On Apr 10, 12:58 pm, Quadibloc wrote:
On Apr 10, 10:25 am, wrote:

I believe Heraclitean (or is it Heraclitian, as I am using it, not
just full of strife, but never twice) is supposed to be either it is
or isn't.

Then I'm probably not using the term the way you are. I'm just
thinking of my old idea of a basic structure where one chooses one of
a large number of variants in a way similar to the way Checkers
players choose one of a number of three-move openings.

As I was discussing Heraclitian, it was meant as a philosophical
boundaries of variant question.

This isn't like Calvinball, where the rule is to change the rules in
the middle of play, so as to not take anything seriously except having
fun.

The Heraclitian question asks initially if the starting rules to the
game can be infinite (if they don't change during play).

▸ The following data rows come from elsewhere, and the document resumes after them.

PR #457, opened 2019-10-29
Istanbul Fix

Anyhowclick:


contracts/KyberNetwork.sol
```diff
@@ -67,10 +67,7 @@ contract KyberNetwork is Withdrawable, Utils2, KyberNetworkInterface, Reentrancy
     event EtherReceival(address indexed sender, uint amount);
 
     /* solhint-disable no-complex-fallback */
-    // To avoid users trying to swap tokens using default payable function. We added this short code
-    //  to verify Ethers will be received only from reserves if transferred without a specific function call.
     function() public payable {
-        require(reserveType[msg.sender] != ReserveType.NONE);
         EtherReceival(msg.sender, msg.value);
```
ilanDoron: for sure some tests should change here...
did u check.

I imagine we check only listed reserves can pay network.

Anyhowclick: Ermmm... I just ran both the KNP and KN test scripts. No such check done =O

ilanDoron: OK
I see we really have no tests fro this.

PR #461, opened 2019-10-30
Enable wrapConversionRate to control all adminOnly functions in convesion rate

ilanDoron:


contracts/wrapperContracts/WrapConversionRate.sol
```diff
@@ -56,6 +56,18 @@ contract WrapConversionRate is WrapperBase {
...
 
+    // enable trade per token
+    //////////////////////
+    function enableTokenTrade(ERC20 token) public onlyAdmin {
+        conversionRates.enableTokenTrade(token);
+    }
+
+    // set conversion rates reserve address
+    //////////////////////
+    function setReserveAddress(address reserve) public onlyAdmin {
```
manhlx3006: we alr had `setReserveAddress(address) public onlyAdmin` in `ConversionRate.sol`, why do we need this func here in wrapper? Similar to `enableTokenTrade`

ilanDoron: since we set wrapper as admin for ConversionRate.sol
and it is the only admin

We don't want to switch admin for those specific function calls.

PR #470, opened 2019-11-01
[WIP]according to APR audit.

ilanDoron:
limit some configuration parameters.
and overflow checks.


contracts/reserves/aprConversionRate/LiquidityFormula.sol
```diff
@@ -147,6 +150,9 @@ contract LiquidityFormula is UtilMath {
     {
         uint pe = pE(r, pMIn, e, precision);
         uint rpe = r * pe;
+
+        require(!checkMultOverflow(rpe, deltaT));
+        require(precision * precision + rpe * deltaT/precision > precision * precision);
```
manhlx3006: In line 163, we must check r to be non-zero before using `/`

manhlx3006: Similar to in func `countLeadingZeros`, there is `if (p/(q*denomator) > 0) return uint(i);` which also need to check `q` to be non-zero.

ilanDoron: r in FP is checked to be > 0 when set.
and later it is never modified.

ilanDoron: q is set to be precision * precision.
and precision parameter is set on and can't be zero (after my changes)

manhlx3006: but they are public call right? so we can call with 0 value unless it is internal func

ilanDoron:
this PR only for code compare.
APR will be changed only after final APR report

PR #472, opened 2019-11-05
handle zero qty in get rate permission less reserve

ilanDoron:


test/orderbookReserve.js
```diff
@@ -2571,8 +2571,7 @@ contract('OrderbookReserve', async (accounts) => {
             assert.equal(list[0].valueOf(), sellOrder1ID);
             assert.equal(list[1].valueOf(), sellOrder2ID);
 
-            let expectedGasDiff4BatchOrders = 100000;
-
+            let expectedGasDiff4BatchOrders = 65000;
```
manhlx3006: why do we have this change here?

Anyhowclick: Test doesn't fail with original value of 100000, so this change is unnecessary.

ilanDoron: Oh yes.
its leftover.
will remove.
thanks

Issue #434, opened 2019-09-11
avoid srcAmount 0 on token to token trades


ilanDoron:
When calling getConversionRate with srcAmount 0, some reserves revert.
On simple trade (not token to token) getExpectedRate modifies srcAmount 0 to 1, to avoid divide by 0.
Token to token trades are run in two steps.
step 1 - token1 to eth.
step 2 - eth to token2.
If srcAmount on Token to eth is small, the Eth result will be 0 when calling step 2 eth to token.
this will cause a revert.

ilanDoron:
Currently this revert is handled in get expected rate with assembly code that blocks tx from revert.
Can fix this issue between step 1 and step 2 of token to token. translate amount 0 to 1. or return 0 rate when Eth amount is 0.

after fix, remove expected rate assembly code...

PR #483, opened 2019-11-12
Zero Src Qty Handling

Anyhowclick:
Fix to issue #434

One issue I want to raise: For token -> token rate queries with 0 src qty, while `network.findBestRate` and `network.findBestRateOnlyPermission` returns zero, `network.getExpectedRate` **will revert** if the reserve fails to handle zero src qty properly, because of the `expectedRate.expectedRateSmallQty` function, which calls `network.searchBestRate` directly.

To be clear, trades will **not revert** because the trade input checks that `srcAmount != 0`, and it uses the `findBestRateTokenToToken` function (where the fix lies), which is the underlying function used by `findBestRate` and `findBestRateOnlyPermission`.

It boils down to how we want to deal with zero source quantity rate queries. Do we want to return something, or just return zero?


contracts/KyberNetwork.sol
```diff
@@ -436,13 +436,20 @@ contract KyberNetwork is Withdrawable, Utils3, KyberNetworkInterface, Reentrancy
             searchBestRate(src, ETH_TOKEN_ADDRESS, srcAmount, usePermissionless);
 
         result.weiAmount = calcDestAmountWithDecimals(srcDecimals, ETH_DECIMALS, srcAmount, result.rateSrcToEth);
+        //if weiAmount is zero, return zero rate to avoid revert in ETH -> token call
+        if (result.weiAmount == 0) {
+            result.reserve2 = address(0);
+            result.rateEthToDest = 0;
+            result.destAmount = 0;
+            result.rate = 0;
```
ilanDoron: please write this in a way that created minimum code changes.
exapmle: if weiAmount is zero.
try to set result and return it. and leave rest of code untouched.

contracts/ExpectedRate.sol
```diff
@@ -88,55 +105,4 @@ contract ExpectedRate is Withdrawable, ExpectedRateInterface, Utils2 {
...
-                0x40) // Output size are (uint, uint) = 64 bytes
-
-            rate := mload(add(x,0x84))  //Assign 2nd output to rate, first output not used,
-            mstore(0x40,x)    // Set empty storage pointer back to start position
-        }
-
-        if (success != 1) didRevert = true;
-    }
-}
+}
```
ilanDoron: CR LF on last line

contracts/ExpectedRate.sol
```diff
@@ -54,10 +54,27 @@ contract ExpectedRate is Withdrawable, ExpectedRateInterface, Utils2 {
...
         if (srcQty == 0) srcQty = 1;
 
-        bool didRevert = false;
+        //not needed
+        uint bestReserve;
 
-        (didRevert, expectedRate, slippageRate) = safeFindBestRate(src, dest, srcQty, usePermissionless);
-        if (didRevert) return (0, 0);
+        if (usePermissionless) {
+            (bestReserve, expectedRate) = kyberNetwork.findBestRate(src, dest, srcQty);
```
ilanDoron: best if can write the code as it was before safeFindBestRate was added.
is it?

test/expectedRate.js
```diff
@@ -522,6 +522,37 @@ contract('ExpectedRate', function(accounts) {
         assert.equal(rates[1].valueOf(), 0, "unexpected rate");
     });
 
+    it("should verify when src qty 0, network.findBestRate and network.findBestRateOnlyPermission don't revert", async function() {
+        let tokenSrcInd = 2;
+        let tokenDestInd = 1;
+        let qty = 0;
+
+        //create malicious reserve
+        let badReserve = await MaliciousReserve.new(network.address, pricing1.address, admin);
```
ilanDoron: don't get why reserve is called malicious?
does it attack network?
or only revert when queried with 0 quantity?

contracts/ExpectedRate.sol
Anyhowclick: https://github.com/KyberNetwork/smart-contracts/blob/37e9bcd67dd8799ea2f571c26ecc33a6945b95aa/contracts/ExpectedRate.sol

It's the same as this, right? Minus the check for knc arbitrage.

test/expectedRate.js
Anyhowclick: It reverts when queried with 0 quantity

contracts/KyberNetwork.sol
Anyhowclick: Updated!

contracts/ExpectedRate.sol
```diff
@@ -54,10 +54,27 @@ contract ExpectedRate is Withdrawable, ExpectedRateInterface, Utils2 {
...
+        } else {
+            (bestReserve, expectedRate) = kyberNetwork.findBestRateOnlyPermission(src, dest, srcQty);
+
+            if (quantityFactor != 1) {
+                (bestReserve, slippageRate) = kyberNetwork.findBestRateOnlyPermission(src, dest,
+                    (srcQty * quantityFactor));
+            } else {
+                slippageRate = expectedRate;
+            }
+        }
```
ilanDoron: regarding your PR comment.
I Agree expectedRateSmallQty could fail.
solution would be after this line:
uint ethQty = calcDestAmount(src, ETH_TOKEN_ADDRESS, srcQty, rateSrcToEth)

if ethQty == 0, can use ethqty = 1 or return 0.
both are fine from my side.

contracts/ExpectedRate.sol
ilanDoron: Great
thanks

contracts/ExpectedRate.sol
Anyhowclick: Added!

A version of
the Heraclitian question, which refers to changes during play, would
be the Calvinball variety of Heraclitian. Such changes can be done in
a strategic manner.

Nor is it like IAGO Chess, where different pieces are dropped on the
board during play - but made more complicated.

If you speak of your game, it looks like a variant on Chess960, but
with fantasy pieces. As far as the IAGO Chess System goes, it is
meant to have a framework where you can use the drops at the start.
In fact, in Near Chess, which would fit in the IAGO Chess System, the
pieces enter the game at the start, before any moves. If you allow
entry not just at the start, it makes for a deeper game that calls
upon judgment, and makes the game less likely to be solved
(mathematically speaking). This is why I had proposed in the IAGO
Chess (game) it be done via gates and dropping. The game is also
meant to introduce people to the fullness of chess variants, which is
why the C-Class version has you doing a start of the game drop on the
queen space.

Let's say, for example, one plays on a chessboard where the squares
have numbers printed on them in a random arrangement. The last two
digits of the sum of the numbers on the squares that are occupied by
both players' Pawns (think of this as a hash function of the
position)... indicates one of a hundred different Fairy Pieces - and,
on any turn, a player can choose to either drop a piece in hand for
dropping, or *drop the piece indicated by this number* which also
gives his opponent the same type of piece in his hand to drop later.

So, you are using a shuffle to decide where the pieces go (rather than
deterministically). A shuffle is good for mixing things up, but has
the definite risk of leaving pawns unprotected and forcing players to
use moves to compensate for poor starting position. I will say it is
a good thing to have as one of the ways to play, but I don't see a
shuffle alone as being the answer to the migration path.

So as the game goes on, the type of pieces on the board varies
"randomly", but it's all from the same starting position and rules.

Some rule would have to be added to prevent the board from having on
it almost as many pieces as there are squares, but this is just a
thought example, not a serious variant yet.

But if this is the sort of direction you're thinking of, I don't know
of a good direction to go in to make that kind of variant.

I will say this here, that Heraclitian Chess or Calvinball chess are
not meant to be a form of chess that is actually to be played. They
have to do with the boundaries of variants, whether the rules changes
happen at the start (Heraclitian) or also during play (Calvinball), to
the extent of whether they are unlimited or not. And this gets back
to the original question of whether or not it is possible.

- Rich